PR #369, opened 2021-01-31
tl types: new CLI command (and tl API) for dumping type information

hishamhm:
This is an MVP for dumping type information for consumption by third-party tools.

These were my high-level goals:

* minimal tl API
* not exposing the raw AST
* simple output, designed for quick lookup
* JSON output in the CLI

Right now the main thing is a map mapping filename:y:x positions to types.

One next improvement to add would be mapping variables to their definition locations (right now they map to their types only).

By visual inspection alone, I have already noticed that some of the information returned is a bit wonky and can be improved (some nested AST nodes report the same x, y positions and I just picked the first one; so we probably should tweak the AST a bit to ensure the most relevant information is returned). But I think this is a good start, and should be a good kickstart for getting feedback on what data is missing and what can work better!

(Visualizing the raw data this way has already prompted some other improvements in the compiler, even, see the other commits in this PR!)

### DIFF
--- a/spec/call/syntax_errors_spec.lua
+++ b/spec/call/syntax_errors_spec.lua
@@ -5,7 +5,6 @@ describe("call", function()
       print("hello", "world",)
    ]], {
       { msg = "unexpected ')'" },
-      { msg = "syntax error, expected ')'" },
    }))
 
    it("cannot call a string", util.check_syntax_error([[
--- a/spec/cli/types_spec.lua
+++ b/spec/cli/types_spec.lua
@@ -1,0 +1,155 @@
+local assert = require("luassert")
+local util = require("spec.util")
+
+describe("tl types works like check", function()
+   describe("on .tl files", function()
+      it("works on empty files", function()
+         local name = util.write_tmp_file(finally, [[]])
+         local pd = io.popen(util.tl_cmd("types", name), "r")
+         local output = pd:read("*a")
+         util.assert_popen_close(true, "exit", 0, pd:close())
+         -- TODO check json output
+      end)
+
+      it("reports 0 errors and code 0 on success", function()
+         local name = util.write_tmp_file(finally, [[
+            local function add(a: number, b: number): number
+               return a + b
+            end
+
+            print(add(10, 20))
+         ]])
+         local pd = io.popen(util.tl_cmd("types", name), "r")
+         local output = pd:read("*a")
+         util.assert_popen_close(true, "exit", 0, pd:close())
+         -- TODO check json output
+      end)
+
+      it("reports number of errors in stderr and code 1 on type errors", function()
+         local name = util.write_tmp_file(finally, [[
+            local function add(a: number, b: number): number
+               return a + b
+            end
+
+            print(add("string", 20))
+            print(add(10, true))
+         ]])
+         local pd = io.popen(util.tl_cmd("types", name) .. "2>&1 1>/dev/null", "r")
+         local output = pd:read("*a")
+         util.assert_popen_close(nil, "exit", 1, pd:close())
+         assert.match("2 errors:", output, 1, true)
+         -- TODO check json output
+      end)
+
+      it("reports errors in multiple files", function()
+         local name1 = util.write_tmp_file(finally, [[
+            local function add(a: number, b: number): number
+               return a + b
+            end
+
+            print(add("string", 20))
+            print(add(10, true))
+         ]])
+         local name2 = util.write_tmp_file(finally, [[
+            local function add(a: number, b: number): number
+               return a + b
+            end
+
+            print(add("string", 20))
+            print(add(10, true))
+         ]])
+         local pd = io.popen(util.tl_cmd("types", name1, name2) .. " 2>&1 1>/dev/null", "r")
+         local output = pd:read("*a")
+         util.assert_popen_close(nil, "exit", 1, pd:close())
+         assert.match(name1 .. ":", output, 1, true)
+         assert.match(name2 .. ":", output, 1, true)
+         -- TODO check json output
+      end)
+
+      it("reports number of errors in stderr and code 1 on syntax errors", function()
+         local name = util.write_tmp_file(finally, [[
+            print(add("string", 20))))))
+         ]])
+         local pd = io.popen(util.tl_cmd("types", name) .. "2>&1 1>/dev/null", "r")
+         local output = pd:read("*a")
+         util.assert_popen_close(nil, "exit", 1, pd:close())
+         assert.match("1 syntax error:", output, 1, true)
+         -- TODO check json output
+      end)
+
+      it("reports use of unknowns as errors in stderr and returns code 1", function()
+         local name = util.write_tmp_file(finally, [[
+            local function unk(x, y): number, number
+               return a + b
+            end
+         ]])
+         local pd = io.popen(util.tl_cmd("types", name) .. "2>&1 1>/dev/null", "r")
+         local output = pd:read("*a")
+         util.assert_popen_close(nil, "exit", 1, pd:close())
+         assert.match("2 errors:", output, 1, true)
+         assert.match("unknown variable: a", output, 1, true)
+         assert.match("unknown variable: b", output, 1, true)
+         -- TODO check json output
+      end)
+   end)
+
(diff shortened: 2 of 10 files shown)


pdesaulniers:
Very cool!

Right now, I'm trying to use the `types` command to implement autocompletion in vscode-teal. It seems like the command crashes on partial input sometimes:

```lua
local record Point
    x: number
    y: number
end

local
```

```
tl -q types test.tl 
1 syntax error:
test.tl:8:6: expected a local variable definition
/usr/bin/lua5.4: tl:857: attempt to index a nil value (local 'result')
stack traceback:
        tl:857: in main chunk
        [C]: in ?
```

hishamhm:
> Right now, it seems like the command crashes on partial input sometimes:

Ah, dealing with partial input might prove be super tricky, because currently the compiler doesn't run the type checker in the presence of syntax errors... the language server may get away with caching the type information from the last time it succeeded type checking.

Partial inputs is often one of the reasons why LSP integrations end up using their own parser rather than using the compiler's. I'm not sure how much they also tend to re-do the compiler's work with regard to symbol tables and scopes in order to provide auto-completion, or how much the compiler is expected to provide this information.

pdesaulniers:
Regarding the `types` command, I've noticed one case where the mapping doesn't seem right.

I'm trying to go to the definition of the `Point` type at `test.tl:3:15`

test.tl
```lua
local Point = require("point")

local x = {x: Point = {x = 1, y = 2}, y = 2}
```

point.tl
```lua
local record Point
    x: number
    y: number
end

return Point
```

The JSON data looks like this:
```json
{
    "types": {
        "1": {
            "str": "()"
        },
        "2": {
            "str": "function(string)"
        },
        "3": {
            "x": 23,
            "str": "string",
            "y": 1
        },
        "4": {
            "str": "(string)"
        },
        "5": {
            "str": "(type record)"
        },
        "6": {
            "x": 28,
            "str": "number",
            "y": 3
        },
        "7": {
            "str": "record",
            "file": "test.tl",
            "fields": {
                "x": 6,
                "y": 6
            },
            "x": 23,
            "y": 3
        },
        "8": {
            "str": "(record)"
        }
    },
    "by_pos": {
        "test.tl": {
            "1": {
                "15": 2,
                "13": 5,
                "22": 4,
                "23": 3
            },
            "3": {
                "35": 6,
                "11": 7,
                "39": 3,
                "24": 3,
                "9": 8,
                "7": 1,
                "43": 6,
                "12": 3,
                "28": 6,
                "23": 7,
                "31": 3
            }
        }
    }
}
```

It seems like there is no data for `test.tl:3:15`. 

However, if I tweak the example like this:

```lua
local Point = require("point")

local x: Point = {x = 1, y = 2}
```

then, I can access the Point record declaration via `test.tl:3:10` (by going to type "9", then "10" via the "ref" field):

```json
{
    "types": {
        "1": {
            "str": "()"
        },
        "2": {
            "str": "function(string)"
        },
        "3": {
            "str": "string",
            "y": 1,
            "x": 23
        },
        "4": {
            "str": "(string)"
        },
        "5": {
            "str": "(type record)"
        },
        "6": {
            "str": "number",
            "y": 3,
            "x": 23
        },
        "7": {
            "file": "test.tl",
            "y": 3,
            "x": 18,
            "str": "record",
            "fields": {
                "y": 6,
                "x": 6
            }
        },
        "8": {
            "str": "(record)"
        },
        "9": {
            "file": "test.tl",
            "y": 3,
            "x": 10,
            "str": "Point",
            "ref": 10
        },
        "10": {
            "file": "./point.tl",
            "y": 1,
            "x": 1,
            "str": "type record",
            "fields": {
                "y": 6,
                "x": 6
            }
        },
        "11": {
            "str": "(Point)",
            "file": "test.tl",
            "y": 3,
            "x": 8
        }
    },
    "by_pos": {
        "test.tl": {
            "1": {
                "15": 2,
                "13": 5,
                "22": 4,
                "23": 3
            },
            "3": {
                "16": 8,
                "18": 7,
                "19": 3,
                "23": 6,
                "8": 11,
                "10": 9,
                "7": 1,
                "30": 6,
                "26": 3
            }
        }
    }
}
```

hishamhm:
@pdesaulniers The discrepancy you noted was indeed a bug in the compiler! Commit 1848cd0 should fix that one specifically.

I pushed some other tweaks to improve the reported data and locations.

hishamhm:
All right, I made a bunch of tweaks to tl-types branch, and also made one BIG experimental change: now the type checker keeps going **even in the event of syntax errors**. I try to skip them over, resync, and still build a valid AST (which now contains a new `"error_node"` which produces `<invalid type>`, to fill in the blanks). This is barely tested and there might be tons of bugs because all of the typechecking step code was written assuming the AST was 100% valid, and now there may be missing nodes that need to be fixed in the parser code.

I played a bit with my personal Dit integration and I got "hover to show type" and "go to function definition" (mostly) working. (it's "mostly" working because when a function is forward declared with a local, it goes to the forward declaration, not the assigned body, which would be more useful — this is because this was not really implemented as "go to variable definition", but rather "go to type definition"...)

pdesaulniers:
I just noticed that `tl types` crashes on empty files:

```
tl.lua:8246: attempt to index a nil value (field '?')
stack traceback:
        tl.lua:8246: in function 'tl.get_types'
        tl:897: in main chunk
        [C]: in ?
```

hishamhm:
@pdesaulniers good catch! I guess it's time to start writing actual tests for the `tl types` functionality!...

pdesaulniers:
This line of code crashes `tl types`:

```lua
local function do
```

```
/usr/bin/lua5.4: /home/patrick/.luarocks/share/lua/5.4/tl.lua:6351: attempt to index a nil value (field 'name')
stack traceback:
        /home/patrick/.luarocks/share/lua/5.4/tl.lua:6351: in upvalue 'add_function_definition_for_recursion'
        /home/patrick/.luarocks/share/lua/5.4/tl.lua:7558: in local 'bs'
        /home/patrick/.luarocks/share/lua/5.4/tl.lua:2843: in upvalue 'extra_callback'
        /home/patrick/.luarocks/share/lua/5.4/tl.lua:2936: in upvalue 'recurse_node'
        /home/patrick/.luarocks/share/lua/5.4/tl.lua:2863: in upvalue 'recurse_node'
        /home/patrick/.luarocks/share/lua/5.4/tl.lua:8089: in function 'tl.type_check'
        /home/patrick/.luarocks/share/lua/5.4/tl.lua:8400: in function 'tl.process_string'
        /home/patrick/.luarocks/share/lua/5.4/tl.lua:8344: in function 'tl.process'
        ...patrick/.luarocks/lib/luarocks/rocks-5.4/tl/dev-1/bin/tl:663: in local 'type_check_file'
        ...patrick/.luarocks/lib/luarocks/rocks-5.4/tl/dev-1/bin/tl:895: in main chunk
        [C]: in ?
```

pdesaulniers:
@hishamhm It seems like `tl types` is returning some weird data for `ParseItem` in the latest `tl.tl` from master (but not `tl.tl` from this branch, strangely!)

If I go to the definition of that type and create a local variable `abcdefg` of type `ParseItem` right below:

```lua
local type ParseItem = function<T>(ParseState, number, number): number, T, number

local abcdefg: ParseItem = nil
```
...then, `tl types` reports that the type of `ParseItem` next to `abcdefg` is the `string` table? :)

```
        "329": {
            "fields": {
                "byte": 332,
                "gmatch": 333,
                "lower": 334,
                "pack": 335,
                "find": 336,
                "unpack": 337,
                "sub": 347,
                "packsize": 339,
                "match": 340,
                "dump": 341,
                "rep": 342,
                "char": 343,
                "format": 344,
                "gsub": 345,
                "reverse": 348,
                "len": 338,
                "upper": 346
            },
            "str": "record"
        },
```

hishamhm:
@pdesaulniers `tl-types` branch now includes globals in the report! The left-hand-side of declarations should have the type included as well. The crash above should be fixed. Also, I think the issue you saw was caused by unstable traversal producing different numbers for the same input; this should be improved now (there might be glitches but I believe it is stable), but note that whenever the _input_ changes, the numbers are not guaranteed to be stable.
--------
Your task is to reproduce the entries exactly, starting at the first line and ending with the line containing "Right now the main".

PR #369, opened 2021-01-31
tl types: new CLI command (and tl API) for dumping type information

hishamhm:
This is an MVP for dumping type information for consumption by third-party tools.

These were my high-level goals:

* minimal tl API
* not exposing the raw AST
* simple output, designed for quick lookup
* JSON output in the CLI

Right now the main thing is a map mapping filename:y:x positions to types.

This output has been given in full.